SOURCE DATA
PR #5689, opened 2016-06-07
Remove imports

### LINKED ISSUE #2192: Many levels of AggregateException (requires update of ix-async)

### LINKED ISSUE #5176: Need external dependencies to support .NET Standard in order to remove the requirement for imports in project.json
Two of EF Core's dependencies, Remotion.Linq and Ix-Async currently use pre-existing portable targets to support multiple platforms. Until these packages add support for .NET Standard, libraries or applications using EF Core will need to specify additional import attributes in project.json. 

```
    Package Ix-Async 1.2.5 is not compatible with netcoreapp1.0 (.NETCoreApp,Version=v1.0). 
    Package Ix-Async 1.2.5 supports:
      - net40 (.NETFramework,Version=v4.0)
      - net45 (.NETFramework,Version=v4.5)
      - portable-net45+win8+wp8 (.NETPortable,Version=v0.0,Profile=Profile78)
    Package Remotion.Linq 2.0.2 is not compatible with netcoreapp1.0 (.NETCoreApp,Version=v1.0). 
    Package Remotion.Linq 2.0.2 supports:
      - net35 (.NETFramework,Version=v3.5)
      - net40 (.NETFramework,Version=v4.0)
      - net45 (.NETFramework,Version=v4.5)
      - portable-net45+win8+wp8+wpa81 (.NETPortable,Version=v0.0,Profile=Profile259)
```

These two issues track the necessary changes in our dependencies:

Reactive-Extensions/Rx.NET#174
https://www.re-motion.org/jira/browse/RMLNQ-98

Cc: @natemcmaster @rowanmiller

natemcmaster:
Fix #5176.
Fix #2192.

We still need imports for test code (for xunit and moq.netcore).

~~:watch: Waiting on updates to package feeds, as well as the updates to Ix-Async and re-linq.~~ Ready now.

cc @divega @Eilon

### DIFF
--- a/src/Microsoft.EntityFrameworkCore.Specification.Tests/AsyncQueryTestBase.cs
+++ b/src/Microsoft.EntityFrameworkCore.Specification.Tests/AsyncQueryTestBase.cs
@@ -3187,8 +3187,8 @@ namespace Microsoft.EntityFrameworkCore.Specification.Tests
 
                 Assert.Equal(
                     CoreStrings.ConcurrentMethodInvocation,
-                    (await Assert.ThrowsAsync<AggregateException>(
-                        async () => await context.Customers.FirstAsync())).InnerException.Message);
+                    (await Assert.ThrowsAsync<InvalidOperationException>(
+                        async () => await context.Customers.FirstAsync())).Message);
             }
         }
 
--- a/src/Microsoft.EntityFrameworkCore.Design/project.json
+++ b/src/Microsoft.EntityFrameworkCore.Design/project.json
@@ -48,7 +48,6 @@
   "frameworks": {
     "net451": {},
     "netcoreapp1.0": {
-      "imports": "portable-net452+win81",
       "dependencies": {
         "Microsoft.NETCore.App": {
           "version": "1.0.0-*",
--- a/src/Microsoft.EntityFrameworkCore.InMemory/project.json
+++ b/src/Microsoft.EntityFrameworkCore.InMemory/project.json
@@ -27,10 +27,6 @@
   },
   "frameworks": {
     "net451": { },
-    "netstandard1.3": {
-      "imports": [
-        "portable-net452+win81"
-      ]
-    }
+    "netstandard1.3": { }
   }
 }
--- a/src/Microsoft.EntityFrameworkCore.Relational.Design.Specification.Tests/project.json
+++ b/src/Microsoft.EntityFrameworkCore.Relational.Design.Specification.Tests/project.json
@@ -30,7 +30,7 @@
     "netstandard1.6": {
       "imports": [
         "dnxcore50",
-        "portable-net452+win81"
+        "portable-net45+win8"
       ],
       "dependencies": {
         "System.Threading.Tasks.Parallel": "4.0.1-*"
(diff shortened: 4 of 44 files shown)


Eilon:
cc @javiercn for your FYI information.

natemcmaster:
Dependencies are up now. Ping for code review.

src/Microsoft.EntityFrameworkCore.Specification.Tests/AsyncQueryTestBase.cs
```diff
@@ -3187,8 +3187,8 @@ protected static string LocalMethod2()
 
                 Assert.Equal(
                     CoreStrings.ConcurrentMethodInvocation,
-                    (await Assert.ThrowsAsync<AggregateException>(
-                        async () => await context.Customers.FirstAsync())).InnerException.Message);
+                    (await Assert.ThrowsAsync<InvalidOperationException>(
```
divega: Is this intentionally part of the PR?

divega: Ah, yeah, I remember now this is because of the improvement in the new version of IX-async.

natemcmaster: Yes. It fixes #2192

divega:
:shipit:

ASSIGNMENT
Copy the records exactly.

SOLUTION BELOW
PR #5689, opened 2016-06-07
Remove imports

### LINKED ISSUE #2192: Many levels of AggregateException (requires update of ix-async)

### LINKED ISSUE #5176: Need external dependencies to support .NET Standard in order to remove the requirement for imports in project.json
Two of EF Core's dependencies, Remotion.Linq and Ix-Async currently use pre-existing portable targets to support multiple platforms. Until these packages add support for .NET Standard, libraries or applications using EF Core will need to specify additional import attributes in project.json. 

```
    Package Ix-Async 1.2.5 is not compatible with netcoreapp1.0 (.NETCoreApp,Version=v1.0). 
    Package Ix-Async 1.2.5 supports:
      - net40 (.NETFramework,Version=v4.0)
      - net45 (.NETFramework,Version=v4.5)
      - portable-net45+win8+wp8 (.NETPortable,Version=v0.0,Profile=Profile78)
    Package Remotion.Linq 2.0.2 is not compatible with netcoreapp1.0 (.NETCoreApp,Version=v1.0). 
    Package Remotion.Linq 2.0.2 supports:
      - net35 (.NETFramework,Version=v3.5)
      - net40 (.NETFramework,Version=v4.0)
      - net45 (.NETFramework,Version=v4.5)
      - portable-net45+win8+wp8+wpa81 (.NETPortable,Version=v0.0,Profile=Profile259)
```

These two issues track the necessary changes in our dependencies:

Reactive-Extensions/Rx.NET#174
https://www.re-motion.org/jira/browse/RMLNQ-98

Cc: @natemcmaster @rowanmiller

natemcmaster:
Fix #5176.
Fix #2192.

We still need imports for test code (for xunit and moq.netcore).

~~:watch: Waiting on updates to package feeds, as well as the updates to Ix-Async and re-linq.~~ Ready now.

cc @divega @Eilon

### DIFF
--- a/src/Microsoft.EntityFrameworkCore.Specification.Tests/AsyncQueryTestBase.cs
+++ b/src/Microsoft.EntityFrameworkCore.Specification.Tests/AsyncQueryTestBase.cs
@@ -3187,8 +3187,8 @@ namespace Microsoft.EntityFrameworkCore.Specification.Tests
 
                 Assert.Equal(
                     CoreStrings.ConcurrentMethodInvocation,
-                    (await Assert.ThrowsAsync<AggregateException>(
-                        async () => await context.Customers.FirstAsync())).InnerException.Message);
+                    (await Assert.ThrowsAsync<InvalidOperationException>(
+                        async () => await context.Customers.FirstAsync())).Message);
             }
         }
 
--- a/src/Microsoft.EntityFrameworkCore.Design/project.json
+++ b/src/Microsoft.EntityFrameworkCore.Design/project.json
@@ -48,7 +48,6 @@
   "frameworks": {
     "net451": {},
     "netcoreapp1.0": {
-      "imports": "portable-net452+win81",
       "dependencies": {
         "Microsoft.NETCore.App": {
           "version": "1.0.0-*",
--- a/src/Microsoft.EntityFrameworkCore.InMemory/project.json
+++ b/src/Microsoft.EntityFrameworkCore.InMemory/project.json
@@ -27,10 +27,6 @@
   },
   "frameworks": {
     "net451": { },
-    "netstandard1.3": {
-      "imports": [
-        "portable-net452+win81"
-      ]
-    }
+    "netstandard1.3": { }
   }
 }
--- a/src/Microsoft.EntityFrameworkCore.Relational.Design.Specification.Tests/project.json
+++ b/src/Microsoft.EntityFrameworkCore.Relational.Design.Specification.Tests/project.json
@@ -30,7 +30,7 @@
     "netstandard1.6": {
       "imports": [
         "dnxcore50",
-        "portable-net452+win81"
+        "portable-net45+win8"
       ],
       "dependencies": {
         "System.Threading.Tasks.Parallel": "4.0.1-*"
(diff shortened: 4 of 44 files shown)


Eilon:
cc @javiercn for your FYI information.

natemcmaster:
Dependencies are up now. Ping for code review.

src/Microsoft.EntityFrameworkCore.Specification.Tests/AsyncQueryTestBase.cs
```diff
@@ -3187,8 +3187,8 @@ protected static string LocalMethod2()
 
                 Assert.Equal(
                     CoreStrings.ConcurrentMethodInvocation,
-                    (await Assert.ThrowsAsync<AggregateException>(
-                        async () => await context.Customers.FirstAsync())).InnerException.Message);
+                    (await Assert.ThrowsAsync<InvalidOperationException>(
```
divega: Is this intentionally part of the PR?

divega: Ah, yeah, I remember now this is because of the improvement in the new version of IX-async.

natemcmaster: Yes. It fixes #2192

divega:
:shipit:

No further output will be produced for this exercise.